== SUPPLIED DATA

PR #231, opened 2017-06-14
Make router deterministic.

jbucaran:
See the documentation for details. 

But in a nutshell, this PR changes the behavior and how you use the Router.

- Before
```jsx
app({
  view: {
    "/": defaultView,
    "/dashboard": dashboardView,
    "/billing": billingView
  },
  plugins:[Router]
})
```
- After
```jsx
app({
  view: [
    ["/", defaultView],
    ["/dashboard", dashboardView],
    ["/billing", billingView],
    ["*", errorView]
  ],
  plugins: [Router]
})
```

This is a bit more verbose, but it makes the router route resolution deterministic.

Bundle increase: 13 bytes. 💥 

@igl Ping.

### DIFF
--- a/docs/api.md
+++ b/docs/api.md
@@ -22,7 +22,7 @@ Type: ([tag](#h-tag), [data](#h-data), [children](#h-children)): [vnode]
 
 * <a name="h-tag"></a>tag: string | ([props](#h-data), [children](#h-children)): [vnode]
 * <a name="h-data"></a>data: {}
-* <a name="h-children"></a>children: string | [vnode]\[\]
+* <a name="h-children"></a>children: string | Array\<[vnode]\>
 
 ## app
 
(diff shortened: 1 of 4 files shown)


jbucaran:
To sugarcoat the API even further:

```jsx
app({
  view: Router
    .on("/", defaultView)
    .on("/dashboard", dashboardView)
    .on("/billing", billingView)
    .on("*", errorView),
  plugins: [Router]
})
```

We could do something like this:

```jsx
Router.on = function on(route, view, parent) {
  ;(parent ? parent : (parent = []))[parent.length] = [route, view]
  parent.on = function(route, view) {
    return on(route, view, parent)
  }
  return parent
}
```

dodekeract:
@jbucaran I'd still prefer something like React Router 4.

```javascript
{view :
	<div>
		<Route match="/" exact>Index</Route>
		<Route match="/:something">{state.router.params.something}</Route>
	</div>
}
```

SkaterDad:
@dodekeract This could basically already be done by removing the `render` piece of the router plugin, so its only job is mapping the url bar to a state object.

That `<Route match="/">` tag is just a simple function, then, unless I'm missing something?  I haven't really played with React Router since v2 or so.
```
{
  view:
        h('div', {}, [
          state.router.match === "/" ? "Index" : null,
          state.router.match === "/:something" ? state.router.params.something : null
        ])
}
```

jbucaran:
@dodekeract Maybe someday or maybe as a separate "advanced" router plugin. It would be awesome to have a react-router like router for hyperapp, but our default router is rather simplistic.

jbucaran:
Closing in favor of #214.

====
== SUPPLIED DATA

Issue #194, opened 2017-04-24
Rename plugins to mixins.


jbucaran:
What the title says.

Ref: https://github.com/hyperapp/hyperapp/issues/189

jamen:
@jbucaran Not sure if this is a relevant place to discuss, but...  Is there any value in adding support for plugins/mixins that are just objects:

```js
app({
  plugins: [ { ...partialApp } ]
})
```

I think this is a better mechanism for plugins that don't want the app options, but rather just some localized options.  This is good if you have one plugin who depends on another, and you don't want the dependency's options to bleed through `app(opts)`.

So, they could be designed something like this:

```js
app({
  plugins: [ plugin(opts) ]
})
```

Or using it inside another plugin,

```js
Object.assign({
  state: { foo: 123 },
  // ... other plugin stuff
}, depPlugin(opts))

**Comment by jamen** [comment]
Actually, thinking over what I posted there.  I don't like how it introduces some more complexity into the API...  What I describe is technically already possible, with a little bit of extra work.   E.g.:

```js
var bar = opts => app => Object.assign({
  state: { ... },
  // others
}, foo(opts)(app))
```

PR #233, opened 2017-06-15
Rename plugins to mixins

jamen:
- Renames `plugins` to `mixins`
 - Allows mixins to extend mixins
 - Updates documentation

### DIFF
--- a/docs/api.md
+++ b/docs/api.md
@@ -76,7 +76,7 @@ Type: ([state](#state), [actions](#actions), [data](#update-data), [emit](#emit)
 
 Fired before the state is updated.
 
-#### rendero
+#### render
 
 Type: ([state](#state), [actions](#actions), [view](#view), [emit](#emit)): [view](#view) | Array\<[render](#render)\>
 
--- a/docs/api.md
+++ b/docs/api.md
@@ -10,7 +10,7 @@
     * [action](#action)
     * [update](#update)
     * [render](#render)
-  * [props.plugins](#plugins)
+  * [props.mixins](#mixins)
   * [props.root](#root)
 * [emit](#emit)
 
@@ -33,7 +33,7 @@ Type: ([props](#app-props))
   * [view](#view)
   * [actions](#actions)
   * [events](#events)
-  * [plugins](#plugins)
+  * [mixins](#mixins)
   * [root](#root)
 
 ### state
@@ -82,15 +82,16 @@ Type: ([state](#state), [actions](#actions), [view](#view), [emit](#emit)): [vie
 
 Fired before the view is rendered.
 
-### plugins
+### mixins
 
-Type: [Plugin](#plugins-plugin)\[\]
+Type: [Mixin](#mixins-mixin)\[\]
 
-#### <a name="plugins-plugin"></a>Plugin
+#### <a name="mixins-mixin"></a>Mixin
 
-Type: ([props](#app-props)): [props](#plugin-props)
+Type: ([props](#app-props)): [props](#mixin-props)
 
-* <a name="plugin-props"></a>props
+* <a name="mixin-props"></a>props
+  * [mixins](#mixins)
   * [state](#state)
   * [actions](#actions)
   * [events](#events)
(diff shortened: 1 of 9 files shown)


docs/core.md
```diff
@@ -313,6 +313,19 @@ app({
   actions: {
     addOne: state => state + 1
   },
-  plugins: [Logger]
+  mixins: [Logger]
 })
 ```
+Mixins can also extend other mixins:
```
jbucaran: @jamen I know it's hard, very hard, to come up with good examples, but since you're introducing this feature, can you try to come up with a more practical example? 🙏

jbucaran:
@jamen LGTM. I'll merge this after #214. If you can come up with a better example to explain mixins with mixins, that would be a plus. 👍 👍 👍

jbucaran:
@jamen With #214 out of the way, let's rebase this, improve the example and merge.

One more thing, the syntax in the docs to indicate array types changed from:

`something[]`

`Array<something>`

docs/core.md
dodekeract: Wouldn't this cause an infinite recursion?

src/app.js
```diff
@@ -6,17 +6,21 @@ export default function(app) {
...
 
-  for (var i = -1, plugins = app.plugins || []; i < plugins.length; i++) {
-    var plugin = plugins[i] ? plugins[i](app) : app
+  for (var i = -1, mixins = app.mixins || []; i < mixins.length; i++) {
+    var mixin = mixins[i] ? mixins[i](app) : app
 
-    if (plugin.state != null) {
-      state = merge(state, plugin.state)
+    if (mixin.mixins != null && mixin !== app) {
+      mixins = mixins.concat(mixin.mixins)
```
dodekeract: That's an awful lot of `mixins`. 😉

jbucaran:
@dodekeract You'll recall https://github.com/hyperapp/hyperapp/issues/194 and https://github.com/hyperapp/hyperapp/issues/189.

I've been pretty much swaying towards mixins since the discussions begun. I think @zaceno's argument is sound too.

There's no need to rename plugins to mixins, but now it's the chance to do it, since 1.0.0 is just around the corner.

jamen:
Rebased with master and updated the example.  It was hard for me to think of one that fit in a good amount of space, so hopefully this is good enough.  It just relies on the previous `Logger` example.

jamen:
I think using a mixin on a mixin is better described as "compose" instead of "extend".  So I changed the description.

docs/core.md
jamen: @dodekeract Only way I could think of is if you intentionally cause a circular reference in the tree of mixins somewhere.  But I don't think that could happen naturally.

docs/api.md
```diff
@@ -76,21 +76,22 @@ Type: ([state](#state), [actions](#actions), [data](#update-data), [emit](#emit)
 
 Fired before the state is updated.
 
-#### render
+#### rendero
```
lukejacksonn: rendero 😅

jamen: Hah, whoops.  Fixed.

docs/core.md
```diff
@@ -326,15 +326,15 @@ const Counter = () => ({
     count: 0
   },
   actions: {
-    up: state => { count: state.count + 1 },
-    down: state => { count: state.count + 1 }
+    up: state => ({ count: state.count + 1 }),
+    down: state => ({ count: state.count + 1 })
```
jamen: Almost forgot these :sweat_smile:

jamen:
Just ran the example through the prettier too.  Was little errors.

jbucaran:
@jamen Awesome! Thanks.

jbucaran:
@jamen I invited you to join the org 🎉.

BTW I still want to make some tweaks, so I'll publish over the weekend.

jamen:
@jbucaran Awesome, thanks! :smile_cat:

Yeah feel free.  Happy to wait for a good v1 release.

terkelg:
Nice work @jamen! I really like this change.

====

### YOUR ASSIGNMENT
Find the lines in the entries above where "Index" occurs, and copy each of them.

### OUTPUT FOR THIS EXERCISE
		<Route match="/" exact>Index</Route>
          state.router.match === "/" ? "Index" : null,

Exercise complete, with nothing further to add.